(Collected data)

PR #777, opened 2026-08-13
test: give every test its own tenant so committed rows stop leaking between them

Eldad-Caura:
## What

`tests/conftest.py`'s `tenant_id` fixture returned **one constant for the whole run**. Most tests here write through `sc`, which commits on its own connections, so the `db` fixture's rollback never sees those rows and nothing removes them until the session-end sweep. Every committed row therefore stayed visible to every later test, and an assertion like `len(results) >= 1` could be satisfied by a **different test's data** — passing for the wrong reason, or failing only when the run order changed.

This is the root cause #749 worked around by removing 107 unused `db` requests.

The fixture now mints `test-tenant-<uid()>` per test, reusing the existing `uid()` helper and keeping the prefix `_setup_schema`'s sweep matches on.

## Scope

Requested by **72 test functions (81 items) across 11 files**. Distinct tenants per run go from **~95 to ~176** — it roughly doubles rather than going 1 → 72, because 94 bespoke `test-tenant-*` ids already existed across 34 files.

Verified safe before changing anything: **no fixture consumes `tenant_id` at all** (only tests and helpers), so `ScopeMismatch` was never possible.

## Guards

Two in `tests/test_fixture_hygiene.py`: the fixture must return a distinct id per call, and it must keep the swept prefix. Both call the fixture's underlying function **directly** rather than comparing ids across two test invocations — that alternative needs module-level state, which would be per-worker if this suite ever runs parallel, letting both cases pass vacuously. A guard that cannot fail is worse than no guard.

Both were confirmed to **fail on the reverted fixture, for their stated reason**, before and after a restructure.

## Also fixed

- **Swept `audit_chain_head`**, which was never in the teardown tuple. It takes one genesis row per tenant, so a per-test tenant leaves one per test. A local database held **9,186** stale `test-tenant-` rows there from earlier runs; this run cleared it to **0**.
- **Four comments that asserted the old shared-tenant behaviour** and would otherwise have taught the wrong model: `test_p3_3_graph_fanout.py`, `test_integration_search.py`, `test_p2_semantic_dedup.py`, and the sweep comment in `conftest.py` that called itself the primary isolation.
- **Deleted the local `tenant_id` override** in `test_p3_1_entity_resolution.py` — byte-identical to the conftest fixture, and its docstring claimed to override a "session-level fixture" that no longer exists.

## Measurement

Re-measured after rebasing onto `af9e2fb7` (the earlier baseline went stale when 23 commits landed mid-work):

| | passed | skipped | xfailed |
|---|---|---|---|
| baseline (`origin/main` af9e2fb7) | 4377 | 3 | 1 |
| this branch | **4379** | 3 | 1 |

Delta is exactly **+2**, the two new guards. `core-storage-api/tests/` 118 passed. mypy clean on both `src/` trees. ruff `check`/`format` clean at CI's scopes; the pre-existing findings under `tests/` are an identical multiset to `origin/main`.

One flake appeared in a contended run — `test_api_interview.py::test_schedule_next_window_resumes_from_watermark` returned 504. It does not use this fixture (it mints its own tenant via `get_test_auth`), and the 504 is an `asyncio.wait_for` timeout. Isolated, it passes 5/5 at **~49–55 s against a 90 s timeout** — inherently tight on a loaded machine. Unrelated to this change, but worth knowing.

### WHAT YOU ARE ASKED TO DO:
Write out exactly the lines above between the line with "it to **0**." and the line with "- **Four comments", inclusive, and nothing beyond them.

### REPLY:
- **Swept `audit_chain_head`**, which was never in the teardown tuple. It takes one genesis row per tenant, so a per-test tenant leaves one per test. A local database held **9,186** stale `test-tenant-` rows there from earlier runs; this run cleared it to **0**.
- **Four comments that asserted the old shared-tenant behaviour** and would otherwise have taught the wrong model: `test_p3_3_graph_fanout.py`, `test_integration_search.py`, `test_p2_semantic_dedup.py`, and the sweep comment in `conftest.py` that called itself the primary isolation.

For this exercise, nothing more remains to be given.